Estas distinciones nos permiten responder a una pregunta más que deriva de la cuestión de cómo hemos de vivir: ¿cómo debo actuar en cada caso? Para Epicuro, haciendo un cálculo hedonista. Podemos, en breve, renunciar a un placer inmediato o podemos soportar un dolor tolerable si tenemos en nuestra perspectiva futura una compensación a ello. Aunque para Epicuro todo placer es bueno de suyo, o ninguno es malo de suyo, no siempre conviene buscarlo: se trata de un asunto de cálculo y juicio (del arte de la medida, nos diría Sócrates en el Protágoras de Platón; de prudencia, diría Aristóteles en su Ética Nicomáquea).

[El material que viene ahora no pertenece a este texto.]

Issue #366, opened 2021-09-28
Latency metrics resolution (microseconds)


zezic:
Hi! In our company we started using Goose to run various performance tests and one of them is the latency test. We need to control the metrics after changes in our code to detect any performance degradation.
But here is the problem – the latency of some endpoints of our service is about ~2000 **micro**seconds. Currently we use custom loadtest function to report latency as microseconds instead of milliseconds, but 

According to this procedure Goose rounds numbers by 1000 when they reach values of 1000: https://github.com/tag1consulting/goose/blob/dd8144646ae682128a9fe46decb3be6f27eb0717/src/metrics.rs#L539-L553

It makes it impossible do detect difference between, lets say, 2200 microseconds and 2500 microseconds.

Is it possible to add options to Goose to make it support measuring latency in microseconds with more precise (configurable?) rounding?

jeremyandrews:
I'm definitely open to improvements here. Early versions of Goose did not do any of this rounding, however this lead to massive data structures and horrible performance when displaying running and final metrics. I'm happy to review a PR that works to make this more flexible.

jeremyandrews:
Goose is currently tracking the response time of each request in milliseconds:
https://github.com/tag1consulting/goose/blob/main/src/metrics.rs#L305
https://github.com/tag1consulting/goose/blob/main/src/metrics.rs#L352

It also logs when the request was made with millisecond granularity:
https://github.com/tag1consulting/goose/blob/main/src/metrics.rs#L295
https://github.com/tag1consulting/goose/blob/main/src/goose.rs#L1606

Perhaps `GooseRequestMetric` and `GooseRequestMetricTimingData` could be turned into generics with a default implementation using milliseconds, allowing you to provide your own microsecond implementations. Some thought would need to go into how this would work.

nathanielc:
I looking into using a compressed histogram format like https://docs.rs/tdigest/latest/tdigest/index.html to track large numbers of request accurately without using much space. Would something like this be accepted? 

I could look into to making a generic aggregate type to allow for multiple implementations.

jeremyandrews:
Yes, if performance isn't negatively impacted this is definitely interesting. Making it generic to allow multiple implementations isn't necessary but would certainly be appreciated.

PR #546, opened 2023-05-09
Feat use tdigest for metrics 

nathanielc:
This change replaces this existing metrics collections with a tdigest implementation. This is beneficial for a few reasons:

1. It is bounded in the amount of memory space it uses
2. It is a statistically sound approach to approximating quantiles of a distribution
3. Tdigest is serializable and multiple tdigests can be merged into a single tdigest making it well suited to gaggle use cases.

This means we can get more accurate quantiles without having to use more memory that we currently do.

The previous logic would round values in order to save space, tdigest does something similar but does so in a way that minimizes the accumulated error introduced from the rounding. Instead of rounding values to predetermined values it rounds values to the closest existing point already in the distribution and only rounds when there is a need (i.e. its reached its space limit). 

This PR is still WIP but wanted to start the conversation around the contribution before continuing:

TODO:

* Update all tests
* Update all places that previously used BTreeMap<usize, usize> to use tdigest
* Rebase against main branch.  We use gaggle so this PR is a branch off  0.16.4, not really sure how much work it would need to target main. 

This PR addresses part of the issue #366

As an side we are using this branch successfully already getting good quantiles from our scenarios runs.

### DIFF
--- a/Cargo.toml
+++ b/Cargo.toml
@@ -27,19 +27,18 @@ num_cpus = "1.0"
 num-format = "0.4"
 rand = "0.8"
 regex = "1"
-reqwest = { version = "0.11",  default-features = false, features = [
+reqwest = { version = "0.11", default-features = false, features = [
     "cookies",
     "gzip",
     "json",
 ] }
-serde = { version = "1.0", features = [
-    "derive",
-] }
+serde = { version = "1.0", features = ["derive"] }
 serde_cbor = "0.11"
 serde_json = "1.0"
 simplelog = "0.10"
 strum = "0.24"
 strum_macros = "0.24"
+tdigest = { version = "0.2.3", features = ["serde", "use_serde"] }
 tokio = { version = "~1.15.0", features = [
     "fs",
     "io-util",
--- a/src/manager.rs
+++ b/src/manager.rs
@@ -650,6 +650,9 @@ pub(crate) async fn manager_main(mut goose_attack: GooseAttack) -> GooseAttack {
     // Run any configured test_stop() functions.
     goose_attack.run_test_stop().await.unwrap();
 
+    // Mark manager metrics as final.
+    goose_attack.metrics.final_metrics = true;
+
     goose_attack
 }
 
--- a/src/manager.rs
+++ b/src/manager.rs
@@ -5,6 +5,7 @@ use std::collections::HashSet;
 use std::io::BufWriter;
 use std::sync::atomic::{AtomicUsize, Ordering};
 use std::time;
+use tdigest::TDigest;
 
 use crate::metrics::{
     self, GooseErrorMetricAggregate, GooseErrorMetrics, GooseRequestMetricAggregate,
@@ -126,24 +127,10 @@ fn merge_requests_from_worker(
     // Make a mutable copy where we can merge things
     let mut merged_request = parent_request.clone();
     // Iterate over user response times, and merge into global response time
-    merged_request.raw_data.times = metrics::merge_times(
-        merged_request.raw_data.times,
-        user_request.raw_data.times.clone(),
-    );
-    // Increment total response time counter.
-    merged_request.raw_data.total_time += &user_request.raw_data.total_time;
-    // Increment count of how many response counters we've seen.
-    merged_request.raw_data.counter += &user_request.raw_data.counter;
-    // If user had new fastest response time, update global fastest response time.
-    merged_request.raw_data.minimum_time = metrics::update_min_time(
-        merged_request.raw_data.minimum_time,
-        user_request.raw_data.minimum_time,
-    );
-    // If user had new slowest response time, update global slowest response time.
-    merged_request.raw_data.maximum_time = metrics::update_max_time(
-        merged_request.raw_data.maximum_time,
-        user_request.raw_data.maximum_time,
-    );
+    merged_request.raw_data.histogram = TDigest::merge_digests(vec![
+        merged_request.raw_data.histogram,
+        user_request.raw_data.histogram.clone(),
+    ]);
     // Increment total success counter.
     merged_request.success_count += &user_request.success_count;
     // Increment total fail counter.
--- a/src/metrics.rs
+++ b/src/metrics.rs
@@ -32,6 +32,7 @@ use std::collections::{BTreeMap, HashMap, HashSet};
 use std::fmt::Write;
 use std::str::FromStr;
 use std::{f32, fmt};
+use tdigest::TDigest;
 use tokio::io::AsyncWriteExt;
 
 /// Used to send metrics from [`GooseUser`](../goose/struct.GooseUser.html) threads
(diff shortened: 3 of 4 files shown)


Cargo.toml
jeremyandrews, line 1: In order to be able to merge this PR, it will need to be against the latest development version of the codebase. Please rebase. (I understand you desire the use of Gaggles, there is work underway to add them back in 0.18 (more likely to be called 1.0).

Cargo.toml
```diff
@@ -27,19 +27,18 @@ num_cpus = "1.0"
...
-serde = { version = "1.0", features = [
-    "derive",
-] }
+serde = { version = "1.0", features = ["derive"] }
 serde_cbor = "0.11"
 serde_json = "1.0"
 simplelog = "0.10"
 strum = "0.24"
 strum_macros = "0.24"
+tdigest = { version = "0.2.3", features = ["serde", "use_serde"] }
```
jeremyandrews, line 41: It looks like this library hasn't been updated in 2 years, is there anything that has replaced it? Does it matter that it's not being updated?
https://github.com/MnO2/t-digest

src/manager.rs
jeremyandrews, line 1: This file is not in the current development branch ...

jeremyandrews (changes requested):
Overall this looks like a positive step forward, but a few concerns:
 - in order to merge it in, we'll need a patch against the latest development release (yes, this temporarily does not have gaggle support)
 - are there any concerns with tdigest not having commits for a couple of years?
 - we'll need to run a 2-3 day load test and confirm that this new data structure continues to scale well without slowing anything down

Cargo.toml
nathanielc: Good question, there is another implementation here https://docs.rs/pdatastructs/latest/pdatastructs/tdigest/struct.TDigest.html however that doesn't implement serde serialize/deserialize which we would need. 

I am not concerned about the crate not getting updates as this is the kind of things that once implemented correctly doesn't need ongoing maintanence. However if you would prefer I can change out the implementation. 

Or as we discussed I could make the implementation generic and then users can bring their own solution.

Cargo.toml
nathanielc: I'll rebase the work doesn't look to be too much work.

nathanielc:
>we'll need to run a 2-3 day load test and confirm that this new data structure continues to scale well without slowing anything down

This sounds great, there is a parameter we can tune to adjust performance. When creating the tdigest you provide it with a max size, I use 100 a reasonable default, but we could potentially change it as needed. A lower value will mean less allocations an likely better performance as a result.

nathanielc:
Thanks for the hints on the failing tests. I still haven't fixed them yet but I have learned a few things:

1. The change to tdigest has caused several failures because its serialized format is large. (overflows the buffer)
    - Removing the `metrics-json` test bits is not enough. For example the step in the test that tries to set the `host` an expects a failure fails because the metrics are returned in json and it breaks the message passing logic.
    - I expect other code paths will also break 
2. Its not possible to change the serialization format to something more compact because the tdigest crate does not expose the `centroid` data directly. 

I see a few ways forward.

1. Submit a PR to the tdigest crate to improve its serialization format
2. Change to the t-digest implementation to this other crate  https://docs.rs/pdatastructs/latest/pdatastructs/tdigest/struct.TDigest.html That crate does not have a serialization format currently however they have an open issue for it https://github.com/crepererum/pdatastructs.rs/issues/61 and our implementation could ensure its compact enough.
3. Change something in Goose to allow for larger data transfer. I haven't dug into the message passing logic much yet, but my assumption is we have a fixed size buffer to keep the packet size low for telnet? Maybe there is something we can do here?
4. Something else?

My vote is option 2 as it seems like the best long term solution since that crate is more active and more likely to accept the change. 

Why is the format so large?

Under the hood a t-digest is a set of centroids, each centroid is two numeric values (i.e. the mean and the weight). With the max_size set to 100 the tdigest will store at most 100 centroids. However each centroid is serialized as `{"mean": 1.23456789, "weight": 1.23456789}`, that repeated 100x is not efficient. A more efficient implementation would be store serialize a list of means separate from a list of weights and zip them back up at serialization time, i.e `{"means": [1, 2, 3, 4, 5], "weights": [6,7,8,9,0]}`. This will save a significant amount of bytes in the serialized format. However do we still expect that two lists of 100 numbers each will still be small enough? If not we might need to consider other options like 3 to allow for larger data transfers.

The trade off with tdigest is that is guaranteed to never use more than 100 centroids where as the previous implementation was technically unbounded, however tdigest is much more likely to use all 100 pairs. Meaning if we can get the logic working for 100 centroids we know it will always work. Additionally the value 100 was choose somewhat arbitrarily,  we could choose a smaller value if needed. 

Thanks for working through these details with me. Happy to go in whichever direction.

jeremyandrews:
The size of the tdigest serialization format shouldn't matter if we remove `MetricsJson` from the tests... The only reason I'd see wanting to reduce the size of this object is if it's growing too large for Goose to sustain multi-day load tests. Have you tried extended load tests and seen how large the metrics grow?

To remove from the tests, I was thinking something like this patch:
```
diff --git a/tests/controller.rs b/tests/controller.rs
index a66ebc3..ddacd0d 100644
--- a/tests/controller.rs
+++ b/tests/controller.rs
@@ -560,19 +560,8 @@ async fn run_standalone_test(test_type: TestType) {
                     }
                 }
                 ControllerCommand::MetricsJson => {
-                    match test_state.step {
-                        // Request the running metrics in json format.
-                        0 => {
-                            make_request(&mut test_state, "metrics-json\r\n").await;
-                        }
-                        // Confirm the metrics are returned in json format.
-                        _ => {
-                            assert!(response.starts_with(r#"{"hash":0,"#));
-
-                            // Move onto the next command.
-                            test_state = update_state(Some(test_state), &test_type).await;
-                        }
-                    }
+                    // Move onto the next command.
+                    test_state = update_state(Some(test_state), &test_type).await;
                 }
                 ControllerCommand::Start => {
                     match test_state.step {
@@ -715,9 +704,9 @@ async fn update_state(test_state: Option<TestState>, test_type: &TestType) -> Te
         ControllerCommand::Config,
         ControllerCommand::ConfigJson,
         ControllerCommand::Metrics,
-        ControllerCommand::MetricsJson,
         ControllerCommand::Stop,
         ControllerCommand::Shutdown,
+        ControllerCommand::MetricsJson,
     ];
 
     if let Some(mut state) = test_state {
```

By moving `::MetricsJson` to after `::Shutdown` it effectively is disabled. (Something more/different will need to be done to address the WebSocket tests: I was looking at the Telnet tests for now.)

That said, now there's an (apparently) unrelated problem in which users aren't starting quickly enough and so we instead fail with the following error:

```
thread 'test_telnet_controller' panicked at 'assertion failed: goose_metrics.total_users == MAX_USERS', tests/controller.rs:142:5
```

At a quick glance I'm not sure why this would happen, as `--hatch-rate` seems to correctly be set to `25` and it's sleeping 1 second which should allow all 20 users to hatch. Did you already rebase against `main` where tests are working?

nathanielc:
Thanks for the diff, I did something similar and got past that part of the test failures. 

> Did you already rebase against main where tests are working?

Yes, and I ran into the same issue with `MAX_USERS`. I traced the issue down to these lines https://github.com/tag1consulting/goose/blob/main/tests/controller.rs#L608-L621 The assertion on line 614 fails and so the `user` count is never changed to `MAX_USERS`. The reason the assertion fails has something to do with the large size of the metrics in json format. When I printed out the response it was a bunch of JSON about the means and weights. I am not sure why the response to the `host` command contains JSON of the metrics but it did and that broke the test system.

La ética epicúrea es mucho más rica que lo que pueda expresar con trazo grueso en estas líneas: atendió a cuestiones sobre lo que en verdad necesitamos, sobre la amistad, sobre el conocimiento de la realidad (la ciencia, diríamos hoy), sobre la muerte. Al igual que otras escuelas helenistas es digna de estudio y reflexión actuales. En futuras entregas atenderé a algunas cuestiones más. Hoy termino recomendando al lector Lecciones de epicureísmo. El arte de la felicidad de John Sellars (Ciudad de México: Taurus, 2022), profesor de la Universidad de Londres, que es una extraordinaria introducción para todo público de las doctrinas éticas de Epicuro.